[WebKit-devel] [Bug 287690] New: KWebkitPart does not apply correct locale encoding settings on some pages with CJK characters.

moriramar at gmail.com moriramar at gmail.com
Sun Nov 27 16:11:54 UTC 2011


           Summary: KWebkitPart does not apply correct locale encoding
                    settings on some pages with CJK characters.
           Product: kwebkitpart
           Version: unspecified
          Platform: Gentoo Packages
        OS/Version: Linux
            Status: UNCONFIRMED
          Severity: normal
          Priority: NOR
         Component: general
        AssignedTo: webkit-devel at kde.org
        ReportedBy: moriramar at gmail.com

Version:           unspecified (using KDE 4.7.2) 
OS:                Linux

When I open some pages with both simplified Chinese characters and traditional
Chinese characters, some characters are not displayed correctly.

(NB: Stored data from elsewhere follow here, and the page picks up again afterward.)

PR #21438, opened 2021-11-15
[faad2] only support windows

autoantwort:
The port only supports windows


ports/faad2/vcpkg.json
```diff
@@ -1,9 +1,10 @@
 {
   "name": "faad2",
   "version-string": "2.9.1",
```
JonLiu1993, line 3:
```suggestion
  "version": "2.9.1",
```

JonLiu1993 (approved):

PR #21441, opened 2021-11-15
[libxslt] Fix linux dynamic build and replace absolute paths with relative

Osyotr:
Also remove docs, python and plugins since they all do nothing
Related: #21290

Tested on windows and linux with both static and dynamic linkage.

cc @autoantwort @JackBoosY

### DIFF
--- a/ports/libxslt/portfile.cmake
+++ b/ports/libxslt/portfile.cmake
@@ -21,9 +21,9 @@ vcpkg_from_github(
 
 if (VCPKG_TARGET_IS_WINDOWS)
     # Create some directories ourselves, because the makefile doesn't
-    file(MAKE_DIRECTORY ${CURRENT_PACKAGES_DIR}/bin)
+    file(MAKE_DIRECTORY "${CURRENT_PACKAGES_DIR}/bin")
     if(NOT DEFINED VCPKG_BUILD_TYPE OR VCPKG_BUILD_TYPE STREQUAL "debug")
-        file(MAKE_DIRECTORY ${CURRENT_PACKAGES_DIR}/debug/bin)
+        file(MAKE_DIRECTORY "${CURRENT_PACKAGES_DIR}/debug/bin")
     endif()
     set(CONFIGURE_COMMAND_TEMPLATE
         cruntime=@CRUNTIME@
@@ -37,12 +37,14 @@ if (VCPKG_TARGET_IS_WINDOWS)
         zlib=yes
         lzma=yes
     )
+
     # Common
     if(VCPKG_LIBRARY_LINKAGE STREQUAL static)
         set(BUILDSTATIC yes)
     else()
         set(BUILDSTATIC no)
     endif()
+
     # Release params
     if(VCPKG_CRT_LINKAGE STREQUAL dynamic)
         set(CRUNTIME /MD)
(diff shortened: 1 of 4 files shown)


ports/libxslt/portfile.cmake
```diff
@@ -5,10 +5,13 @@ vcpkg_download_distfile(
     SHA512 d08a06616d732993f2131826ca06fafc2e9f561cb1edb17eaf2adaf78e276bb03cba92a773143eb939da04781f5b5e0a09b351d8e4622a941de3cb3d11da731c
 )
 
+# Get this value from configure.ac:21
+set(LIBEXSLT_VERSION 0.8.20)
+set(VERSION 1.1.34)
```
autoantwort, line 10: Imo there is no need for these variables :)

ports/libxslt/portfile.cmake
```diff
@@ -37,137 +40,142 @@ if (VCPKG_TARGET_IS_WINDOWS)
...
+    set(EXSLT_LIBS "-lexslt")
+    set(EXSLT_PRIVATE_LIBS "")
+    file(MAKE_DIRECTORY "${CURRENT_PACKAGES_DIR}/lib/pkgconfig")
+    configure_file("${SOURCE_PATH}/libxslt.pc.in" "${CURRENT_PACKAGES_DIR}/lib/pkgconfig/libxslt.pc" @ONLY)
+    vcpkg_replace_string("${CURRENT_PACKAGES_DIR}/lib/pkgconfig/libxslt.pc" "\nRequires: " "\nRequires: liblzma ")
+    configure_file("${SOURCE_PATH}/libexslt.pc.in" "${CURRENT_PACKAGES_DIR}/lib/pkgconfig/libexslt.pc" @ONLY)
+    vcpkg_replace_string("${CURRENT_PACKAGES_DIR}/lib/pkgconfig/libexslt.pc" "\nRequires: " "\nRequires: libxslt ")
+    if(NOT VCPKG_BUILD_TYPE)
+        file(COPY "${CURRENT_PACKAGES_DIR}/lib/pkgconfig" DESTINATION "${CURRENT_PACKAGES_DIR}/debug/lib")
     endif()
```
JackBoosY, line 124: That's ... ugly, I wonder when we can provide a vcpkg function to generate the pkgconfig file.

ports/libxslt/portfile.cmake
ras0219-msft: The need for these is to substitute into the .pc file below.

ras0219-msft:
Thanks for the PR!

ports/libxslt/portfile.cmake
ras0219-msft: This way reuses as much from the original project as possible; because we're generating two files, most other methods would take the same amount of code.

dg0yt: I added similar changes recently, and I also wondered if a function on top of `configure_file` would help. The argument wouldn't be much more than a source pc file, and a listing of variables and values, possibly with `_RELEASE` and `_DEBUG`. Still, it would have some advantages:
- It moves the variables out of the main scope.
- It shows all variable usages, instead of having them hidden in some `module.pc.in`.
- It might understand enough pc files syntax to support append to fields and adding new fields.

ports/libxslt/vcpkg.json
```diff
@@ -1,12 +1,17 @@
...
+  "port-version": 2,
   "description": "Libxslt is a XSLT library implemented in C for XSLT 1.0 and most of EXSLT",
   "homepage": "https://github.com/GNOME/libxslt",
   "supports": "!uwp",
   "dependencies": [
     "liblzma",
-    "libxml2"
+    "libxml2",
+    {
+      "name": "vcpkg-pkgconfig-get-modules",
```
Osyotr, line 12: Is it used somewhere? Can't see.

ras0219-msft: Ah! Good catch -- I initially used it to get the values for libxml2, but failed to remove it when I realized that the project's configure would automatically use pkgconfig for me.

ports/libxslt/portfile.cmake
dg0yt: How about a `vcpkg_configure_file`/`vcpkg_configure_pc_file`? It might be a helper port, of course.

ras0219-msft: It seems to me like it would be a lot of code that in the end doesn't really change much. The use sites will be as verbose (or more) and we would be moving further away from standard cmake functionality (`configure_file()`). On the upside, yes, it would allow being more specific about substitutions.

PR #21444, opened 2021-11-15
extend platform expressions to support media query syntax - terminals…

markle11m:
Update documentation to support media queries syntax in platform expressions.

In media queries syntax ([Media Queries](https://www.w3.org/TR/css3-mediaqueries/#syntax)):
- "not" represents logical-not
- "and" represents logical-and
- "," represents a logical-or, but with lower precedence than logical-and
- media queries syntax expresses precedence by treating "," as a list-separator

This change extends platform expressions by using the same list-separator model for "," and by adding the other terminals ("and", "not") as synonyms for the corresponding operators that are already supported ("&", "!"). This change also adds "or" as a synonym for "|" as a potential future extension. 

Open question: does the EBNF need to disambiguate "and", "not", "or" as keywords and not identifiers?

### DIFF
--- a/docs/maintainers/manifest-files.md
+++ b/docs/maintainers/manifest-files.md
@@ -386,7 +386,7 @@ platform-expression-simple =
 
 platform-expression-unary-keyword-operand =
 | required-whitespace, platform-expression-simple
-| platform-expression-grouped ;
+| optional-whitespace, platform-expression-grouped ;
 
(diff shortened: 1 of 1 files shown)


JackBoosY:
I'm not sure that, needs other guys to review this.

ras0219-msft:
LGTM, thanks!

PR #21448, opened 2021-11-16
[libudns] use supports expression

autoantwort:


JackBoosY (approved):

cenit:
isn’t it better to write supports: linux?

JackBoosY:
> isn’t it better to write supports: linux?

We'd better use black list instead of white list. I think.

PR #21450, opened 2021-11-16
[memorymodule] use supports expression

autoantwort:


ports/memorymodule/vcpkg.json
```diff
@@ -1,9 +1,16 @@
 {
   "name": "memorymodule",
   "version-string": "2019-12-31",
-  "port-version": 1,
+  "port-version": 2,
   "description": "Library to load a DLL from memory",
   "homepage": "https://github.com/fancycode/MemoryModule",
+  "supports": "!linux & !osx & !arm",
```
JackBoosY, line 7: It seems that this should be `!linux & !osx & !uwp`?

JackBoosY (changes requested):

JackBoosY (approved):

ports/memorymodule/vcpkg.json
autoantwort: Yeah right

PR #21451, opened 2021-11-16
[gdal] no absolute paths

autoantwort:
For #20469

### DIFF
--- a/ports/gdal/portfile.cmake
+++ b/ports/gdal/portfile.cmake
@@ -366,6 +366,11 @@ else()
         vcpkg_replace_string("${pc_file_debug}" "${exec_prefix}/include" "${prefix}/../include")
     endif()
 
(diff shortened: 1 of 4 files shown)


PhoebeHui (approved):

ports/gdal/portfile.cmake
```diff
@@ -366,6 +366,9 @@ else()
         vcpkg_replace_string("${pc_file_debug}" "${exec_prefix}/include" "${prefix}/../include")
     endif()
 
+    vcpkg_replace_string("${CURRENT_PACKAGES_DIR}/tools/gdal/bin/gdal-config" "${CURRENT_INSTALLED_DIR}" "`dirname $0`/../../..")
+    vcpkg_replace_string("${CURRENT_PACKAGES_DIR}/tools/gdal/debug/bin/gdal-config" "${CURRENT_INSTALLED_DIR}" "`dirname $0`/../../../..")
```
dg0yt, line 370: This breaks release-only builds. Please add a `if`.

dg0yt (changes requested):

PR #21469, opened 2021-11-16
[docs] Document `VCPKG_BUILD_TYPE`

### LINKED ISSUE #21360: How do I compile only release version?
Because I usually only use the Release version, but vcpkg will compile Debug and Release by default when installing, which consumes more installation time and harddisk space. Is there a command to compile only the Release version library? Thanks!

autoantwort:
Fixes #21360

### DIFF
--- a/docs/users/triplets.md
+++ b/docs/users/triplets.md
@@ -44,7 +44,7 @@ Specifies the preferred library linkage.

Pages
containing both Chinese characters and Japanese characters might cause this
problem as well.

Personal guess:
These pages might be encoded in zh_CN.GBK or zh_CN.GB18030 (which contains more
character encodings), while KWebkitPart might apply zh_CN.GB2312 (which is
generally considered as a subset of GBK.).

Reproducible: Always

Steps to Reproduce:
1. Install a font covering CJK characters. Bitstream Cyberbit, WenQuanYi Zen
Hei, WenQuanYi Microhei or Droid is OK.
2. Make sure zh_CN.GBK, zh_CN.GB2312, zh_CN.GB18030, zh_CN.UTF-8 locales are
available on the system.
3. Open Konqueror 4.7.2 and enable Webkit mode.
4. Go to http://www.acfun.tv/v/ac265957/ , which might be a little slow.

Actual Results:  
In the top bold title line of the page content, a black box with white question
mark appears. In the next line, there are two black boxes seperated by a "W"
character, followed by a "o" character.
Trying "View >> Encoding >> Simplified Chinese >>" any GB* locales does not
solve the problem.
Opening this kind of pages has a chance to crash Konqueror.

Expected Results:  
No these black boxes and "W" or "o" characters in these two line.
KHTML can show this page well when encoding is set to "Simplified Chinese >>
GBK" or "Simplified Chinese >> GB18030", which can be referred to.